Sospirò e si voltò dall'altra parte, quasi come se ciò che aveva trovato nel mio sguardo non gli fosse piaciuto. Osservai per un momento la sua schiena, la camicia bianca anche se spiegazzata ricalcava il profilo dei muscoli e delle spalle larghe.

«Nik...».

Non feci in tempo a pronunciare il suo nome che si mise seduto, scompigliandosi i capelli.

«Faccio una doccia».

Ritrassi il braccio che involontariamente si era allungato verso di lui, si alzò e uscì dalla stanza senza aggiungere altro.

Rimasi lì con un insolito torpore addosso. Non so quanto stetti immobile, ma quando udii l'urlo di Aggy mi sollevai dirigendomi verso la fonte.

«Nikolai mi hai fatto prendere un colpo!» disse lei sulla porta del bagno.

Indossava il pigiama e aveva tutti i capelli arruffati dal sonno, un asciugamano stretto sotto braccio.

«Che succede?».

«Lui!».

Nikolai aveva un asciugamano stretto in vita, i capelli umidi tirati all'indietro gli gocciolavano sull'addome e sulla schiena ancora bagnati e in viso un'espressione innocente, ma non riusciva a nascondere il sorriso divertito.

«Potevi almeno chiudere la porta» sospirai scuotendo la testa.

«E privarvi dello spettacolo? Non volevo essere egoista» ecco riapparire il suo solito sorriso.
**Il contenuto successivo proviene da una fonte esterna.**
PR #281, opened 2021-02-03
Person list refinements after first round of testing

rlskoeser:
This branch includes the following fixes related to person lists after first round acceptance testing:
- fix project director label for student affiliates
-  display multiple roles for student affiliates
-  check student page thumbnail display and adjust image resizing logic
- investigate including page intro modification time in last modified /conditional get (determined not to worry about it)
- remove speaker page

I checked the faculty/affiliate link page url and blurb text, this was a data problem in production and I corrected it. (I think the mezzanine page never got moved when the view was moved).

I investigated the student page thumbnail display and decided to enable image focal point detection. It looks like once this is turned on and the libraries are present, wagtail will automatically calculate focal point when images are created — which means its taken care of for us when we generate the images in our exodus script. I added the ubuntu package to our deploy but we will need to test in qa; it's possible we'll have some troubleshooting to do.

I struggled to find a good image crop/focus configuration that worked well for all the images we currently have. There are a couple of images that still look a little strange, might be worth tweaking it a little. In some cases we'll probably want to adjust the focal point manually to get the images to crop a little tighter.

### DIFF
--- a/cdhweb/people/tests/test_views.py
+++ b/cdhweb/people/tests/test_views.py
@@ -7,7 +7,7 @@ from pytest_django.asserts import assertContains, assertNotContains
 
 from cdhweb.people.models import Person
 from cdhweb.people.views import AffiliateListView, ExecListView, \
-    SpeakerListView, StaffListView, StudentListView
+    StaffListView, StudentListView
 
 # NOTE: person factory fixtures in conftest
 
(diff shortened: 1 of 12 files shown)


cdhweb/people/tests/test_views.py
```diff
@@ -215,18 +219,5 @@ def test_display_label(self):
...
-        assert speaker in response.context['current']
-
-    def test_display_label(self):
-        '''test display label for speaker'''
-        speaker = Person.objects.create(first_name='Jill', institution='IAS')
-        assert SpeakerListView().display_label(speaker) == \
-            speaker.institution
-
+def test_speakers_list_gone(client):
+    assert client.get('/people/speakers/').status_code == 410
```
thatbudakguy, line 223: oh nice, good call on this

thatbudakguy (approved):
lgtm; good call on the 410 gone for the speakers page. practically speaking, would that display to the user as our 404 page?

rlskoeser:
> lgtm; good call on the 410 gone for the speakers page. practically speaking, would that display to the user as our 404 page?

Good point! It doesn't right now, but it's possible people might land there. Let me fix that.

PR #282, opened 2021-02-11
fix/model permissions

thatbudakguy:
In order to make non-`Page`-derived models editable in the Wagtail admin, we needed to add permissions for them to the two main Wagtail groups (`Moderators` and `Editors`). This PR adds two migrations (one for people and one for projects) that take care of that.

It also adds a new method to the people exodus that:
- removes all superuser rights
- removes any user accounts that can't log in (`is_staff=False` or `is_active=False`)
- moves all remaining users to the Editors group

the hope is that by scaling all the permissions way back and calling this method early in the exodus, we'll know for sure if removing the permissions and users would impact any content (like blog posts), because it'll error. if the exodus runs without issue, we can later move people to the moderators group as determined by a charter, and make a subset of those people superuser. in the meantime, Editors should have permissions to do most day-to-day tasks on the site.

(my initial thought was to just make everyone who had superuser be a `Moderator`, but it turns out that's >80% of all currently active users! so, not very useful..."if everyone's super, no one will be.")


cdhweb/people/exodus.py
```diff
@@ -43,3 +48,53 @@ def people_exodus():
...
+    Historically, many users were given the is_superuser flag to avoid a bug
+    with Mezzanine permissions. In Wagtail, this is no longer necessary. In
+    addition, there are two new default groups: Moderators and Editors.
+
+    Users with is_staff or is_active set to False (preventing login) will be 
+    deleted, since there's no need to keep them in the new system. User accounts
+    are no longer associated with content (instead, People are).
+
+    Note that you will still need to assign users to the Moderators group and
+    turn on is_superuser manually after this runs. This can be done in console.
```
rlskoeser, line 70: `createcasuser` manage command with the `--admin` flag would work too

cdhweb/people/migrations/0026_modeladmin_perms.py
```diff
@@ -0,0 +1,59 @@
...
+
+    # give moderators all permissions on Title and Person
+    moderators.permissions.set([
+        add_title, change_title, delete_title, view_title,
+        add_person, change_person, delete_person, view_person
+    ])
+
+    # editors have all permissions on Person, but none for Title
+    editors.permissions.set([
+        add_person, change_person, delete_person, view_person
```
rlskoeser, line 46: is view title permission needed to add it to a person, or only for the list view?

cdhweb/people/exodus.py
```diff
@@ -43,3 +48,53 @@ def people_exodus():
...
+        user.delete()
+    if non_staff:
+        logging.info("removed %d non-staff users" % non_staff)
+
+    # assign all remaining users to editors group; remove superuser.
+    for user in User.objects.all():
+        logging.debug("adding user %s to wagtail editors" % user)
+        editors.user_set.add(user)
+        user.is_superuser = False
+        user.save()
```
rlskoeser, line 99: Not that it matters for efficiency with the number of records we have, but you could use a queryset `update()` to set `is_superuser=False` on all users in a single line. I forget the syntax, but imagine there's a way to add a list of users to a group all at once.

cdhweb/people/exodus.py
```diff
@@ -43,3 +48,53 @@ def people_exodus():
...
+
+    # remove any groups that aren't editors or moderators - in cdhweb 2.x we
+    # had an unused "Content Editor" group that should be deleted
+    Group.objects.exclude(pk__in=(moderators.pk, editors.pk)).delete()
+
+    # remove any users who had login disabled for some reason, except the
+    # script user
+    non_staff = 0
+    for user in User.objects.filter(Q(is_staff=False) | Q(is_active=False)) \
+                            .exclude(settings["SCRIPT_USERNAME"]):
```
rlskoeser, line 87: Should be `settings.SCRIPT_USERNAME`

rlskoeser (commented):
Changes look reasonable to me. Documentation is very thorough and helpful.

I tried to run it locally and hit some errors, maybe related to the problems causing the tests to fail.

cdhweb/people/exodus.py
thatbudakguy: gonna keep it this way so that we can still log each user added, if that's ok

cdhweb/people/migrations/0026_modeladmin_perms.py
thatbudakguy: it's not needed to add it to a person, and removing it means that they don't see the heading for the list view in admin, which i think is what we want

PR #283, opened 2021-02-22
More person list revisions

rlskoeser:
Adjustments based on person list testing feedback — ref #267 

- `profile_url` logic didn't handle the case where there was no profile; no unit test, either so I added one
- related link display was due to bad variable in the template; I didn't see an obvious place to add a unit test for this (no template / display tests included in person page tests currently)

Aggy si voltò verso di me, un'espressione confusa e pensierosa stampata in viso.

«Tu lo sapevi che era qui?».

«Ha dormito in camera mia» sospirai passandomi una mano sul viso.

Lei passò lo sguardo confuso dall'una all'altro. Mentre aspettava una spiegazione, sollevai lo sguardo su di lui che ancora sorrideva, a quanto pare toccava a me dire qualcosa.